## Supplied data

PR #67, opened 2022-10-11
Get codecov working again

dfed:
PRs are no longer getting code coverage reports. It [looks like](https://app.codecov.io/gh/dfed/CacheAdvance/commits) we stopped successfully uploading code coverage reports when we moved to Github Actions:
image

I'm not sure how that PR broke things, but running locally I see that test runs utilizing swift packages have a `.framework` suffix, and test runs utilizing a generated xcodeproj do not. Fixing this seems to have fixed codecov.

PR #68, opened 2022-10-11
Utilize codecov/codecov-action@v3

dfed:
This PR gets us utilizing the newest version of codecov.

Coverage had declined 2+% from `main` since we are now ignoring paths we previously did not ignore. However, ignoring these files is appropriate: we do need to be including `Tests/` or test-only APIs in our calculations. In order to combat the decline in coverage, I removed some unreachable code + did some finagling to add tests to previously untested code.

Relevant resources:
* [Github actions environment variable documentation](https://docs.github.com/en/actions/learn-github-actions/environment-variables)
* [Codecov argument documentation](https://github.com/codecov/codecov-action#arguments)
* [Ignoring paths documentation](https://docs.codecov.com/docs/ignoring-paths)
* [Notice that the `bash` uploader we were using is deprecated](https://docs.codecov.com/docs/supported-languages)
* [PR that added codecov/codecove-action support for Xcode](https://github.com/codecov/codecov-action/pull/699)

### DIFF
--- a/.github/workflows/ci.yml
+++ b/.github/workflows/ci.yml
@@ -12,7 +12,7 @@ jobs:
     runs-on: macOS-11
     steps:
       - name: Checkout Repo
-        uses: actions/checkout@v2
+        uses: actions/checkout@v3
       - name: Bundle Install
         run: bundle install
       - name: Select Xcode Version
@@ -24,7 +24,7 @@ jobs:
     runs-on: macOS-11
     steps:
       - name: Checkout Repo
-        uses: actions/checkout@v2
+        uses: actions/checkout@v3
       - name: Bundle Install
         run: bundle install
       - name: Select Xcode Version
@@ -45,7 +45,7 @@ jobs:
       fail-fast: false
     steps:
       - name: Checkout Repo
-        uses: actions/checkout@v2
+        uses: actions/checkout@v3
       - name: Bundle Install
         run: bundle install
       - name: Select Xcode Version
@@ -54,9 +54,6 @@ jobs:
         run: Scripts/github/prepare-simulators.sh ${{ matrix.platforms }}
       - name: Build and Test Framework
         run: Scripts/build.swift ${{ matrix.platforms }}
-      - name: Upload Coverage Reports
-        if: success()
-        run: Scripts/upload-coverage-reports.sh ${{ matrix.platforms }}
   spm-12:
     name: Build Xcode 12
     runs-on: macOS-11
@@ -69,7 +66,7 @@ jobs:
       fail-fast: false
     steps:
       - name: Checkout Repo
-        uses: actions/checkout@v2
+        uses: actions/checkout@v3
       - name: Bundle Install
         run: bundle install
       - name: Select Xcode Version
@@ -78,9 +75,6 @@ jobs:
         run: Scripts/github/prepare-simulators.sh ${{ matrix.platforms }}
       - name: Build and Test Framework
         run: Scripts/build.swift ${{ matrix.platforms }}
-      - name: Upload Coverage Reports
-        if: success()
-        run: Scripts/upload-coverage-reports.sh ${{ matrix.platforms }}
   spm-13:
     name: Build Xcode 13
     runs-on: macOS-12
@@ -93,7 +87,7 @@ jobs:
       fail-fast: false
     steps:
       - name: Checkout Repo
-        uses: actions/checkout@v2
+        uses: actions/checkout@v3
       - name: Bundle Install
         run: bundle install
       - name: Select Xcode Version
@@ -102,15 +96,17 @@ jobs:
         run: Scripts/github/prepare-simulators.sh ${{ matrix.platforms }}
       - name: Build and Test Framework
         run: Scripts/build.swift ${{ matrix.platforms }}
+      - name: Prepare Coverage Reports
+        run: ./Scripts/prepare-coverage-reports.sh
       - name: Upload Coverage Reports
         if: success()
-        run: Scripts/upload-coverage-reports.sh ${{ matrix.platforms }}
+        uses: codecov/codecov-action@v3
   spm-13-swift:
     name: Swift Build Xcode 13
     runs-on: macOS-12
     steps:
       - name: Checkout Repo
-        uses: actions/checkout@v2
+        uses: actions/checkout@v3
       - name: Bundle Install
         run: bundle install
       - name: Select Xcode Version
--- a/Scripts/prepare-coverage-reports.sh
+++ b/Scripts/prepare-coverage-reports.sh
@@ -1,0 +1,35 @@
+#!/bin/zsh -l
+set -e
+
+function exportlcov() {
+    build_type=$1
+    executable_name=$2
+
+    executable=$(find "${directory}" -type f -name $executable_name)
+    profile=$(find "${directory}" -type f -name 'Coverage.profdata')
+    output_file_name="$executable_name.lcov"
+
+    can_proceed=true
+    if [[ $build_type == watchOS* ]]; then
+        echo "\tAborting creation of $output_file_name – watchOS not supported."
+    elif [[ -z $profile ]]; then
+        echo "\tAborting creation of $output_file_name – no profile found."
+    elif [[ -z $executable ]]; then
+        echo "\tAborting creation of $output_file_name – no executable found."
+    else
+        output_dir=".build/artifacts/$build_type"
+        mkdir -p $output_dir
+
+        output_file="$output_dir/$output_file_name"
+        echo "\tExporting $output_file"
+        xcrun llvm-cov export -format="lcov" $executable -instr-profile $profile > $output_file
+    fi
+}
+
+for directory in $(git rev-parse --show-toplevel)/.build/derivedData/*/; do
+    build_type=$(basename $directory)
+    echo "Finding coverage information for $build_type"
+
+    exportlcov $build_type 'CacheAdvanceTests'
+    exportlcov $build_type 'CADCacheAdvanceTests'
+done
--- a/Sources/CADCacheAdvance/CADCacheAdvance.swift
+++ b/Sources/CADCacheAdvance/CADCacheAdvance.swift
@@ -98,30 +98,17 @@ public final class __ObjectiveCCompatibleCacheAdvanceWithGenericData: NSObject {
 /// A decoder that treats all messages as if they are `Data`.
 final class PassthroughDataDecoder: MessageDecoder {
     func decode<T>(_ type: T.Type, from data: Data) throws -> T where T : Decodable {
-        if let data = data as? T {
-            return data
-        } else {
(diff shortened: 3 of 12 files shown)


.github/workflows/ci.yml
```diff
@@ -12,7 +12,7 @@ jobs:
     runs-on: macOS-11
     steps:
       - name: Checkout Repo
-        uses: actions/checkout@v2
+        uses: actions/checkout@v3
```
dfed, line 15: This change is orthogonal but I noticed warnings in [this build](https://github.com/dfed/CacheAdvance/actions/runs/3230063689) (search for `warnings` on that page) and decide to fix them while I was here.

.github/workflows/ci.yml
```diff
@@ -54,9 +54,6 @@ jobs:
         run: Scripts/github/prepare-simulators.sh ${{ matrix.platforms }}
       - name: Build and Test Framework
         run: Scripts/build.swift ${{ matrix.platforms }}
-      - name: Upload Coverage Reports
-        if: success()
-        run: Scripts/upload-coverage-reports.sh ${{ matrix.platforms }}
```
dfed, line 59: I was having trouble getting Xcode 11 exporting `lcov` file reports, so I deleted the uploads rather than investing more time here. We don't need coverage on all Xcode runs.

.github/workflows/ci.yml
```diff
@@ -78,9 +75,11 @@ jobs:
         run: Scripts/github/prepare-simulators.sh ${{ matrix.platforms }}
       - name: Build and Test Framework
         run: Scripts/build.swift ${{ matrix.platforms }}
+      - name: Prepare Coverage Reports
+        run: ./Scripts/prepare-coverage-reports.sh
```
dfed, line 79: Unfortunately, `codecov/codecov-action@v3`'s `xcode_archive_path` parameter does not seem to work in CI (I could get it working locally but not in CI), so instead of pointing CI at our `.xcresult` files, we instead export our own `lcov` files using a script.

This isn't how I'd like to do this, but it works. And I spent a few too many hours attempting other solutions before getting this solution working. At this point: if the reviewer would like us to generate reports a different way... pull requests welcome 😬

.github/workflows/ci.yml
```diff
@@ -78,9 +75,6 @@ jobs:
         run: Scripts/github/prepare-simulators.sh ${{ matrix.platforms }}
       - name: Build and Test Framework
         run: Scripts/build.swift ${{ matrix.platforms }}
-      - name: Upload Coverage Reports
-        if: success()
-        run: Scripts/upload-coverage-reports.sh ${{ matrix.platforms }}
```
dfed, line 83: Similarly, I was having trouble getting Xcode 12 exporting `lcov` file reports, so I deleted the uploads rather than investing more time here. We don't need coverage on all Xcode runs.

codecov.yml
```diff
@@ -5,3 +5,14 @@ comment:
   layout: "reach,diff,flags,tree"
   behavior: default
   require_changes: no
+
+coverage:
+  status:
+    project:
+      default:
+        threshold: 0.25%
```
dfed, line 13: This is the magic line that lets us merge this PR despite our coverage drop. It's the same threshold we've used in other projects, and it seems reasonable here as well.

Sources/CacheAdvance/EncodableMessage.swift
```diff
@@ -40,7 +40,7 @@ struct EncodableMessage<T: Codable> {
     /// The encoded message, prefixed with the size of the message blob.
     func encodedData() throws -> Data {
         let messageData = try encoder.encode(message)
-        guard messageData.count < MessageSpan.max else {
+        guard messageData.count < Size.max else {
```
dfed, line 43: Utilizing a generic here let me run a test where I passed in a message that would throw the error below without that message requiring multiple gigabytes of RAM.

fdiaz (approved):

.github/workflows/ci.yml
bachand: Asking to learn: if we upload multiple coverage reports for the same code like we were doing before, what does that mean in codecov? Does codecov take the union?

codecov.yml
```diff
@@ -5,3 +5,14 @@ comment:
...
+    patch: off
```
bachand, line 14: What does this do? I couldn't find documentation.

Sources/SwiftTryCatch/SwiftTryCatch.m
```diff
@@ -24,19 +24,14 @@ @implementation SwiftTryCatch
 /**
  Provides try catch functionality for swift by wrapping around Objective-C
  */
-+ (void)try:(__attribute__((noescape)) void(^ _Nonnull)(void))try catch:(__attribute__((noescape)) void(^ _Nonnull)(NSException *exception))catch finally:(__attribute__((noescape)) void(^ _Nullable)(void))finally;
```
bachand, line 27: I assume we never used this functionality?

Sources/CADCacheAdvance/CADCacheAdvance.swift
```diff
@@ -98,30 +98,17 @@ public final class __ObjectiveCCompatibleCacheAdvanceWithGenericData: NSObject {
...
     func decode<T>(_ type: T.Type, from data: Data) throws -> T where T : Decodable {
-        if let data = data as? T {
-            return data
-        } else {
-            throw DecodingError.dataCorrupted(
-                DecodingError.Context(
-                    codingPath: [],
-                    debugDescription: "Type was not Data"))
-        }
+        // Force cast because this type is only used with a CacheAdvance<Data> type.
```
bachand, line 101: So it would be programmer error if someone used `PassthroughDataDecoder` with a result type other than `Data`?

Scripts/prepare-coverage-reports.sh
```diff
@@ -0,0 +1,35 @@
...
+    profile=$(find "${directory}" -type f -name 'Coverage.profdata')
+    output_file_name="$executable_name.lcov"
+
+    can_proceed=true
+    if [[ $build_type == watchOS* ]]; then
+        echo "\tAborting creation of $output_file_name – watchOS not supported."
+    elif [[ -z $profile ]]; then
+        echo "\tAborting creation of $output_file_name – no profile found."
+    elif [[ -z $executable ]]; then
+        echo "\tAborting creation of $output_file_name – no executable found."
```
bachand, line 18: Should we fail in these cases?

Scripts/prepare-coverage-reports.sh
```diff
@@ -0,0 +1,35 @@
...
+    else
+        output_dir=".build/artifacts/$build_type"
+        mkdir -p $output_dir
+
+        output_file="$output_dir/$output_file_name"
+        echo "\tExporting $output_file"
+        xcrun llvm-cov export -format="lcov" $executable -instr-profile $profile > $output_file
```
bachand, line 25: Trying to make sure I follow: how did we get this report before and why do we need to get it differently now?

bachand (commented):
Thanks @dfed and @fdiaz for the review. I looked this over and added some questions. I also wanted to know: do we have confirmation that this PR resolved https://github.com/dfed/CacheAdvance/pull/67#issuecomment-1275266242?

codecov.yml
dfed: `patch`? I was copied from SwiftInspector, which introduced this in https://github.com/fdiaz/SwiftInspector/pull/132

Sources/SwiftTryCatch/SwiftTryCatch.m
dfed: Exactly. Wasn't used and was lowering our coverage

Sources/CADCacheAdvance/CADCacheAdvance.swift
dfed: It would. That type is internal to the repo so there's not much chance of that happening.

Scripts/prepare-coverage-reports.sh
dfed: Not necessarily. Since I put `watchOS` at the top we should never hit these cases. But it seems reasonable that we'd run jobs that wouldn't produce code coverage data – we're not being smart about what build types we apply this prepare step on.

.github/workflows/ci.yml
dfed: Yeah codecov unions (they call it "merging") them: https://docs.codecov.com/docs/merging-reports

Scripts/prepare-coverage-reports.sh
dfed: Before we were using codecov's bash uploader to create this script for us. That script is deprecated. The new system fails to find the `xcresult` files that the bash uploader could find (https://github.com/dfed/CacheAdvance/pull/68#discussion_r992933625), so now we have to create a `lcov` file (which the new system understands and can find) ourselves.

Basically, the new system's Xcode support is lacking, so I created a file type it understood natively.

bachand: Ah I missed that comment since it was on an outdated line. Thanks for the pointer 👍

dfed: All good – I should have re-applied that comment!

.github/workflows/ci.yml
```diff
@@ -12,7 +12,7 @@ jobs:
     runs-on: macOS-11
```
bachand, line 12: Putting this here so I have a thread. In my PR review I asked:

> I also wanted to know: do we have confirmation that this PR resolved https://github.com/dfed/CacheAdvance/pull/67#issuecomment-1275266242?

I am having trouble following what exactly we think fixed the codecov issue ultimately and how we're confident that it's resolved. I'm following up because I want to understand better. Thanks for all of your work here @dfed !

dfed: Oh, what fixed the codecov issue was:
1. Updating to a newer (non-deprecated) version of codecov
2. Manually creating the `lcov` file that codecov could pick up (since the newer version of codecov couldn't find the coverage files in derived data either)

Based on the logs from recent builds – the deprecated version of codecov wasn't picking up the `xcresult` file that includes coverage information. I probably could have fixed the issue by manually creating the `lcov` file like I did in this MR, but I figured I should start by updating to a non-deprecated tool.

You can see from [recent logs](https://github.com/dfed/CacheAdvance/actions/runs/3237806944/jobs/5305302300#step:8:30) that we are finding+uploading the `lcov` files. Looking through other recent builds ([all builds are here](https://github.com/dfed/CacheAdvance/actions)), you can see the same logs.

The very high-level is: codecov was failing to find our coverage data with the old config, and moving to this new config (namely, making the `lcov` files for codecov rather than making codecov create these files from our derived data) fixed that.

I still do not understand why neither the deprecated tool nor the modern tool could create these coverage files given the inputs we were giving them. But at least we have a workaround.

bachand: Thank you for explaining, and for the log pointer!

## Task statement
Needed here are the exact lines from the start of the material through the line that contains "Coverage had declined", and no others.

## Answer to the problem
PR #67, opened 2022-10-11
Get codecov working again

dfed:
PRs are no longer getting code coverage reports. It [looks like](https://app.codecov.io/gh/dfed/CacheAdvance/commits) we stopped successfully uploading code coverage reports when we moved to Github Actions:
image

I'm not sure how that PR broke things, but running locally I see that test runs utilizing swift packages have a `.framework` suffix, and test runs utilizing a generated xcodeproj do not. Fixing this seems to have fixed codecov.

PR #68, opened 2022-10-11
Utilize codecov/codecov-action@v3

dfed:
This PR gets us utilizing the newest version of codecov.

Coverage had declined 2+% from `main` since we are now ignoring paths we previously did not ignore. However, ignoring these files is appropriate: we do need to be including `Tests/` or test-only APIs in our calculations. In order to combat the decline in coverage, I removed some unreachable code + did some finagling to add tests to previously untested code.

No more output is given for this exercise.